DDD le 04/08/2025,
n° 2025-150
Décision de la DDD : précisions sur la reconnaissance de priorité au motif du caractère inadapté du logement au handicap en matière de DALO
Jurisprudence · Date de publication : 03/03/2026
Droit au logement
Droit au logement opposable (DALO)
Mme X, devenue hémiplégique à la suite d’un accident en 2015, et utilisant un fauteuil roulant électrique, a sollicité un relogement adapté dans le parc social. Après un premier logement PMR en 2020 puis un second en 2022, elle constate à chaque fois leur inadaptation à son handicap. Elle dépose alors une nouvelle demande de logement social et saisit la commission de médiation pour être reconnue prioritaire DALO. La commission rejette son recours en estimant que, déjà logée dans le parc social, sa demande relève d’une mutation auprès du bailleur. Ce refus est réitéré à l’occasion d’un second recours, la commission invoquant en outre une ancienneté insuffisante de la demande.
Mme X sollicite alors l’intervention de la Défenseure des droits (DDD), après un recours gracieux et contentieux. Après intervention du DDD auprès de la Commission, celle-ci revient finalement sur sa position et reconnaît la requérante prioritaire DALO.
La DDD rappelle que l’article L. 441-1 du Code de la construction et de l’habitation (CCH) énumère les publics prioritaires, parmi lesquels figurent les personnes reconnues DALO et les personnes en situation de handicap, ou les familles assumant leur charge.
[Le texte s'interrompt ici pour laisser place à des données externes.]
PR #239, opened 2023-11-05
Nix

AleCandido:
The usual Nix PR I'm adding to all repos.

A more detailed description can be found in https://github.com/NNPDF/pineappl/pull/245


pyproject.toml
```diff
@@ -51,15 +51,8 @@ banana-hep = { version = "^0.6.6", optional = true }
 sqlalchemy = { version = "^1.4.21", optional = true }
 
 [tool.poetry.group.dev.dependencies]
-poethepoet = "^0.10.0"
```
felixhekhorn, line 54: why? is it included somewhere else? or you want to stress "Install the CLI globally from PyPI" as said [on the poe docs](https://poethepoet.natn.io/index.html#quick-start)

Elle souligne que ces dernières peuvent solliciter la reconnaissance DALO sans condition de délai lorsque les démarches de droit commun ne permettent pas d’obtenir un logement adapté à leur handicap, conformément à l’article L. 441-2-3 II du CCH.
Elle considère que la décision de la Commission devait être motivée au sens de l’article L441-2-3 du CCH, ce qui implique, selon la jurisprudence administrative, l’examen de l’ensemble des critères invoqués et de la situation globale du demandeur. Or en l’espèce, Mme X avait fait valoir, par son argumentaire et ses pièces, l’inadaptation de son logement à son handicap, nouveau critère issu de la Loi 3DS mais non intégré au formulaire de saisine de la Commission. En ne se prononçant pas sur ce motif déterminant, la Commission a méconnu son obligation de motivation.
En outre, le critère d’inadaptation du logement au handicap est formulé de manière large, afin de recouvrir une diversité de situations. Il appartient alors au demandeur d’objectiver l’inadaptation et à la Commission d’en faire une appréciation individualisée, notamment en sollicitant un diagnostic (R. 441-14 alinéa 3, CCH) lorsque les autres éléments fournis sont insuffisants. En l’espèce, Mme X avait produit un constat démontrant les difficultés rencontrées pour se déplacer en fauteuil roulant dans son logement. En refusant de se prononcer sur ce critère, la Commission a porté atteinte au DALO.
Enfin, la DDD rappelle qu’être locataire du parc social n’exclut nullement la reconnaissance DALO, ce qui est de jurisprudence constante. La Commission a donc commis une erreur de droit en renvoyant Mme vers son bailleur.
Prenant acte de la décision rectificative finalement rendue, la DDD recommande pour prévenir le renouvellement de telles situations :
– De procéder à un examen global de la situation en tenant compte de l’ensemble des critères invoqués par les demandeurs, en particulier l’inadaptation au handicap ;
– De mettre à jour les pratiques, en sollicitant des pièces complémentaires ou en réalisant des diagnostics pour objectiver la situation ;
– De respecter la législation, en n’excluant pas du DALO les personnes déjà logées dans le parc social au seul motif qu’elles relèvent d’une mutation auprès de leur bailleur.